··· Input ···

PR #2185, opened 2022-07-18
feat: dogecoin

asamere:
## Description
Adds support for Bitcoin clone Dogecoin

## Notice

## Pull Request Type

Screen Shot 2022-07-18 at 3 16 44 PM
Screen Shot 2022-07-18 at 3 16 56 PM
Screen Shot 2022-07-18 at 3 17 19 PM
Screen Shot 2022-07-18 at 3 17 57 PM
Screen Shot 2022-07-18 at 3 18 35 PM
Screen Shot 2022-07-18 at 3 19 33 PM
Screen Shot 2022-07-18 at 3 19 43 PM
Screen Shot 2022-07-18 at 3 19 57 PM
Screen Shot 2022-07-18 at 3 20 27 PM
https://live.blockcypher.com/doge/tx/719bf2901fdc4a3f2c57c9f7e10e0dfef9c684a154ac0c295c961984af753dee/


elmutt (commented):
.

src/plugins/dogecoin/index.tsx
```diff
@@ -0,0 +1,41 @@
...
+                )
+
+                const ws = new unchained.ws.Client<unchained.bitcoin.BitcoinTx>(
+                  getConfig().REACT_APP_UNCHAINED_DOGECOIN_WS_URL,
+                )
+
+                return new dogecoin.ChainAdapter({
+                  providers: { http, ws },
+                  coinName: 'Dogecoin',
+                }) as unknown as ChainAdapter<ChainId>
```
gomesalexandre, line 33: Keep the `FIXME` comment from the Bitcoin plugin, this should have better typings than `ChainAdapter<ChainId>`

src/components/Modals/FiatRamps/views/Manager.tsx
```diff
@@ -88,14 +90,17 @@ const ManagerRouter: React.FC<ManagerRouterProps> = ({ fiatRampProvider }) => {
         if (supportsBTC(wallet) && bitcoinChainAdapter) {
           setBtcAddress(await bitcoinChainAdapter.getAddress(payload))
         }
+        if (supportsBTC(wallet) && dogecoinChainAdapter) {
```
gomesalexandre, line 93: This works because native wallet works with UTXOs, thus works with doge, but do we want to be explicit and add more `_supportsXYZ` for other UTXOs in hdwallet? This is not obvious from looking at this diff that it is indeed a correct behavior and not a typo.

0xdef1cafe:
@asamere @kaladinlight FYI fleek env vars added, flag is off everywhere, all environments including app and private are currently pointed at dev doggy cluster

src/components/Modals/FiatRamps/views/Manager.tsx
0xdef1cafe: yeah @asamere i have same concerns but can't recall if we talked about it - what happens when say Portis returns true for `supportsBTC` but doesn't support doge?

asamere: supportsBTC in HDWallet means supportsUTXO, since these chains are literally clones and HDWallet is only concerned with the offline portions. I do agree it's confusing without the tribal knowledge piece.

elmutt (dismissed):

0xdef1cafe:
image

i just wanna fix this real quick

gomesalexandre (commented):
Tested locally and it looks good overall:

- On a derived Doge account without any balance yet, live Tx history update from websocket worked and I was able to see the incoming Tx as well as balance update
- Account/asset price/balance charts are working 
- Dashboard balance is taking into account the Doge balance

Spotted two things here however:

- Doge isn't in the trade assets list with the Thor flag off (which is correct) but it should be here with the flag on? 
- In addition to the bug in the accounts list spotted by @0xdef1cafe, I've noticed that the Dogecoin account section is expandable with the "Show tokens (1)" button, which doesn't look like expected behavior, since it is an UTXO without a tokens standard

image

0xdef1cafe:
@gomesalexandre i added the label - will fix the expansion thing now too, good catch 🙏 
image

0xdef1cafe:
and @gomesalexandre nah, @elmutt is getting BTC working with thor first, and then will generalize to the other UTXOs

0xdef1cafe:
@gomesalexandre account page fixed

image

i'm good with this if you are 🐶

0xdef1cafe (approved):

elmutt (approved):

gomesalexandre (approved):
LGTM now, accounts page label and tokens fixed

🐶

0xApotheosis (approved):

···

● **About this task**: All that belongs in the answer is the run of lines above from the line containing "- Dashboard balance" through the line containing "good catch 🙏", exactly as written.

● **Exercise response**:
- Dashboard balance is taking into account the Doge balance

Spotted two things here however:

- Doge isn't in the trade assets list with the Thor flag off (which is correct) but it should be here with the flag on? 
- In addition to the bug in the accounts list spotted by @0xdef1cafe, I've noticed that the Dogecoin account section is expandable with the "Show tokens (1)" button, which doesn't look like expected behavior, since it is an UTXO without a tokens standard

image

0xdef1cafe:
@gomesalexandre i added the label - will fix the expansion thing now too, good catch 🙏 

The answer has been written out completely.